WORK REQUIRED:
All records should be written out again exactly.

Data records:
PR #1765, opened 2024-12-09
Improvements for writing GeoJson for GML with nested geometries

stempler:
These changes are related to issues we encountered specifically with GetFeatureInfo requests for INSPIRE Governmental Services data using GeoJson format. The solution probably also covers other GML application schemas with a similar structure for defining geometries.

For these cases the WMS would yield an internal error without helpful message as result for the GFI request.
In the logs error messages similar to this would show up:

```
java.lang.IllegalStateException: Dangling name: serviceLocationByGeometry
```

The first commit attempts to solve this problem, by not writing the incomplete Json field, which before resulted in the shown error, as no value was written for the field.

The second commit attempts to retrieve the geometry properties in such a schema (previously it would not identify them), so when the GFI is requested including geometries, they can be included instead of having a `null` value for the geometry. This has the same restriction as before, that if there are multiple geometries the GeoJson representation can't handle this.


deegree-core/deegree-core-base/src/main/java/org/deegree/geojson/GeoJsonWriter.java
```diff
@@ -219,7 +281,10 @@ else if (propertyType instanceof FeaturePropertyType) {
 			exportFeaturePropertyType(property);
 		}
 		else if (propertyType instanceof GeometryPropertyType) {
-			// Do nothing as geometry was exported before.
+			// geometry was exported before
+			// need to throw an exception here, because if we do nothing the Json is
+			// invalid (condition should be handled before)
+			throw new IOException("Geometry should not be rendered as part of GeoJson properties.");
```
tfr42, line 287: Can you please explain why do you see the need to throw an exception here or is it intended to prevent misuse of the API here? Does throwing the exception stops the generation of the GFI GeoJSON output?

tfr42:
Thank you for your contribution. Your pull request has been discussed by the TMC 2024-12-18. Please see the following remarks from the TMC members inline.
You are welcome to join the next TMC meeting in 2025.

deegree-core/deegree-core-base/src/main/java/org/deegree/geojson/GeoJsonWriter.java
stempler: This code should not be reached, the exception is thrown to raise a failure if it does happen nonetheless.

If such a case occurs and the behavior here would be as before, doing nothing, no valid Json would be created and the process would fail with the "Dangling name" exception mentioned in the PR description, because there would be a Json field w/o a value.

So the behavior would be similar, just a different exception.

Now we catch that case earlier though to prevent the field from being written at all and thus to prevent the exception.

The intention here seemed clearly to not export the geometry again, so I guess only other alternative would be creating a `null` value for the field or an empty object. Depends on what is preferable - I went for omitting the field in that case.

stephanr (approved):

deegree-core/deegree-core-base/src/main/java/org/deegree/geojson/GeoJsonWriter.java
tfr42: @stempler Thanks for the explanation.  Would it be possible that you provide a workspace with a example data set to verify the behavoir in an integration test?

stempler: I think the added unit tests in `GeoJsonFeatureWriterTest` already cover the issue and fix quite well.
The data used in the unit tests could be used in test workspaces as well I guess. Do you have an example of a similar integration test like what you have in mind?

PR #1801, opened 2025-04-03
Upgraded spotbugs-maven-plugin to 4.9.3.0

lgoltz:
This PR fixes issue #1800 by setting the spotbugs-maven-plugin to version 4.9.3.0 to resolve the build issue during pipeline step "Quality Checks".

PR #1802, opened 2025-04-07
Fixed version for spotbugs maven plugin in Jenkins pipeline

### LINKED ISSUE #1800: Build broken on main
Currently the build is broken on `main` branch.
https://buildserver.deegree.org/view/All/job/deegree-3.6-release-pipeline/11/
https://buildserver.deegree.org/view/All/job/pull-request/job/main/127/

tfr42:
This PR fixes #1800 by setting the fixed version 4.8.6.0 for the spotbugs maven plugin to avoid in incompatibility with doxia when executing quality goal in Jenkins pipeline. PR #1801 set the plugin version for maven profile "site-all-reports" only.

### DIFF
--- a/Jenkinsfile
+++ b/Jenkinsfile
@@ -51,7 +51,7 @@ pipeline {
             }
             steps {
                 echo 'Quality checking'
-                sh 'mvn -B -C -fae -P oracle com.github.spotbugs:spotbugs-maven-plugin:spotbugs javadoc:javadoc'
+                sh 'mvn -B -C -fae -P oracle com.github.spotbugs:spotbugs-maven-plugin:4.8.6.0:spotbugs javadoc:javadoc'
             }
             post {
                 always {


lgoltz (approved):

julianzz98 (approved):

dstenger:
Pull request #1801 sets spotbugs maven plugin version to `4.9.3.0`.
This pull request, however, sets it to version `4.8.6.0`.
Is this difference intended?

stephanr (approved):
As a workaround, to get unstuck, this hack is acceptable but does not solve the underlaying issue.

> Pull request #1801 sets spotbugs maven plugin version to `4.9.3.0`. This pull request, however, sets it to version `4.8.6.0`. Is this difference intended?

I also think this isn't ideal, to have different versions, especially as `spotbugs-maven-plugin` only gets its version if the profile `integration-tests` is activated.
So I would suggest that it should be checked if the version can be controlled outside the profile scope, so it also could be called without full reference.
Maybe `pluginManagement` like `dependencyManagement` could define the dependency version on the root pom.xml, but this has to be checked in the maven documenation.

tfr42:
@dstenger @stephanr The plugin is used in both maven lifecycles "site" and "build". For sure the plugin version used in both phases should be equal. But the maven site hasn't been build since version 3.3, see https://apidoc.deegree.org/.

SOLUTION:
PR #1765, opened 2024-12-09
Improvements for writing GeoJson for GML with nested geometries

stempler:
These changes are related to issues we encountered specifically with GetFeatureInfo requests for INSPIRE Governmental Services data using GeoJson format. The solution probably also covers other GML application schemas with a similar structure for defining geometries.

For these cases the WMS would yield an internal error without helpful message as result for the GFI request.
In the logs error messages similar to this would show up:

```
java.lang.IllegalStateException: Dangling name: serviceLocationByGeometry
```

The first commit attempts to solve this problem, by not writing the incomplete Json field, which before resulted in the shown error, as no value was written for the field.

The second commit attempts to retrieve the geometry properties in such a schema (previously it would not identify them), so when the GFI is requested including geometries, they can be included instead of having a `null` value for the geometry. This has the same restriction as before, that if there are multiple geometries the GeoJson representation can't handle this.


deegree-core/deegree-core-base/src/main/java/org/deegree/geojson/GeoJsonWriter.java
```diff
@@ -219,7 +281,10 @@ else if (propertyType instanceof FeaturePropertyType) {
 			exportFeaturePropertyType(property);
 		}
 		else if (propertyType instanceof GeometryPropertyType) {
-			// Do nothing as geometry was exported before.
+			// geometry was exported before
+			// need to throw an exception here, because if we do nothing the Json is
+			// invalid (condition should be handled before)
+			throw new IOException("Geometry should not be rendered as part of GeoJson properties.");
```
tfr42, line 287: Can you please explain why do you see the need to throw an exception here or is it intended to prevent misuse of the API here? Does throwing the exception stops the generation of the GFI GeoJSON output?

tfr42:
Thank you for your contribution. Your pull request has been discussed by the TMC 2024-12-18. Please see the following remarks from the TMC members inline.
You are welcome to join the next TMC meeting in 2025.

deegree-core/deegree-core-base/src/main/java/org/deegree/geojson/GeoJsonWriter.java
stempler: This code should not be reached, the exception is thrown to raise a failure if it does happen nonetheless.

If such a case occurs and the behavior here would be as before, doing nothing, no valid Json would be created and the process would fail with the "Dangling name" exception mentioned in the PR description, because there would be a Json field w/o a value.

So the behavior would be similar, just a different exception.

Now we catch that case earlier though to prevent the field from being written at all and thus to prevent the exception.

The intention here seemed clearly to not export the geometry again, so I guess only other alternative would be creating a `null` value for the field or an empty object. Depends on what is preferable - I went for omitting the field in that case.

stephanr (approved):

deegree-core/deegree-core-base/src/main/java/org/deegree/geojson/GeoJsonWriter.java
tfr42: @stempler Thanks for the explanation.  Would it be possible that you provide a workspace with a example data set to verify the behavoir in an integration test?

stempler: I think the added unit tests in `GeoJsonFeatureWriterTest` already cover the issue and fix quite well.
The data used in the unit tests could be used in test workspaces as well I guess. Do you have an example of a similar integration test like what you have in mind?

PR #1801, opened 2025-04-03
Upgraded spotbugs-maven-plugin to 4.9.3.0

lgoltz:
This PR fixes issue #1800 by setting the spotbugs-maven-plugin to version 4.9.3.0 to resolve the build issue during pipeline step "Quality Checks".

PR #1802, opened 2025-04-07
Fixed version for spotbugs maven plugin in Jenkins pipeline

### LINKED ISSUE #1800: Build broken on main
Currently the build is broken on `main` branch.
https://buildserver.deegree.org/view/All/job/deegree-3.6-release-pipeline/11/
https://buildserver.deegree.org/view/All/job/pull-request/job/main/127/

tfr42:
This PR fixes #1800 by setting the fixed version 4.8.6.0 for the spotbugs maven plugin to avoid in incompatibility with doxia when executing quality goal in Jenkins pipeline. PR #1801 set the plugin version for maven profile "site-all-reports" only.

### DIFF
--- a/Jenkinsfile
+++ b/Jenkinsfile
@@ -51,7 +51,7 @@ pipeline {
             }
             steps {
                 echo 'Quality checking'
-                sh 'mvn -B -C -fae -P oracle com.github.spotbugs:spotbugs-maven-plugin:spotbugs javadoc:javadoc'
+                sh 'mvn -B -C -fae -P oracle com.github.spotbugs:spotbugs-maven-plugin:4.8.6.0:spotbugs javadoc:javadoc'
             }
             post {
                 always {


lgoltz (approved):

julianzz98 (approved):

dstenger:
Pull request #1801 sets spotbugs maven plugin version to `4.9.3.0`.
This pull request, however, sets it to version `4.8.6.0`.
Is this difference intended?

stephanr (approved):
As a workaround, to get unstuck, this hack is acceptable but does not solve the underlaying issue.

> Pull request #1801 sets spotbugs maven plugin version to `4.9.3.0`. This pull request, however, sets it to version `4.8.6.0`. Is this difference intended?

I also think this isn't ideal, to have different versions, especially as `spotbugs-maven-plugin` only gets its version if the profile `integration-tests` is activated.
So I would suggest that it should be checked if the version can be controlled outside the profile scope, so it also could be called without full reference.
Maybe `pluginManagement` like `dependencyManagement` could define the dependency version on the root pom.xml, but this has to be checked in the maven documenation.

tfr42:
@dstenger @stephanr The plugin is used in both maven lifecycles "site" and "build". For sure the plugin version used in both phases should be equal. But the maven site hasn't been build since version 3.3, see https://apidoc.deegree.org/.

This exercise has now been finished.